Do not make the mistake of saying life contains change. Rather acknowledge the fact that life is change. Life is the constant shifting of electrons, protons and neutrons, it is the complex relationships between cells, tissues, enzymes and proteins; all driven by conscious thought. Amazing as such change is, one must realize it is just a part of the infinite change that is the universe. There was change before life, and there will be change long after it has gone. So too there was and will be beauty.

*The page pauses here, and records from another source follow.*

PR #406, opened 2020-05-18
tree: promote changes from next-devel at a1c57faa13ed9c65e2679b7076aa…

lucab:
…7ab076682182

PR #409, opened 2020-05-18
[next] manifest: remove non fedora-coreos-pool repos

dustymabe:
We've done this for the `testing` and `stable` branches already
so it should probably be done here for `next` too.

### DIFF
--- a/manifest.yaml
+++ b/manifest.yaml
@@ -10,13 +10,6 @@ rojig:
 
 repos:
   - fedora-coreos-pool
-  # these repos are there to make it easier to add new packages to the OS and to
-  # use `cosa fetch --update-lockfile`; but note that all package versions are
-  # still pinned
-  - fedora
-  - fedora-updates
-  - fedora-modular
-  - fedora-updates-modular
 
 add-commit-metadata:
   fedora-coreos.stream: next


lucab:
It looks like CI detected an Ignition-related regression after this:
```
--- FAIL: coreos.ignition.journald-log (23.45s)
journaldEntry.go:46: Ignition didn't write 57124006b5c94805b77ce473e92a8aeb
```

dustymabe:
yeah I think this is because #406 hadn't merged yet (which brought the new ignition version into `next`). Just rebased and it should pass CI now.

lucab:
@dustymabe I possibly have some minor confusion here, shouldn't this be targeted at `next-devel` or `testing-devel` branch?

dustymabe:
If you look at the manifest.yaml in the `testing` and `stable` branches you see they don't have any non `fedora-coreos-pool` repos. This PR makes `next` match what those are already doing.

jlebon (approved):
Makes sense, thanks!

jlebon:
> @dustymabe I possibly have some minor confusion here, shouldn't this be targeted at next-devel or testing-devel branch?

Specifically, note that `manifest.yaml` in each branch is one of the few files that aren't synced/promoted between branches. It's what contains the "identity" of the stream (see https://github.com/coreos/fedora-coreos-config#about-this-repo). So for production branches, we really do expect now all the packages to be locked and thus come from the pool.

A follow-up to this is to have the pool repo in a shared manifest since that's in common (see https://github.com/coreos/fedora-coreos-config/pull/355#issuecomment-620860762), though we need the new rpm-ostree in cosa first -- just tagged it into the continuous tag now.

Now that we have roughly outlined my idea of life, let’s look at how death fits into this equation. You commit the logical fallacy of assuming death is the antithesis and/or absence of life when in fact, paradoxical as it may sound, they are inextricably linked. Life, as a manifestation of change, is a cycle. You’re born; you develop language ability and acquire knowledge; you mature into an adult; you age, becoming “old”. And then you die. Death, like birth, like ageing, is just one stage in this cycle.
As for what you call “stagnation” or “ugliness” try to conceive, if you can, the time before you were born. Imagine the billions of particles that constitute your body swirling around the cosmos. They were planets, stars, asteroids, gases, liquids and solids before they combined perfectly to form you. And guess what? After you die they’ll embark on a new journey, joyriding on an inter-stellar road trip of universal proportions. Tell me, Don, does that sound like “stagnation” to you?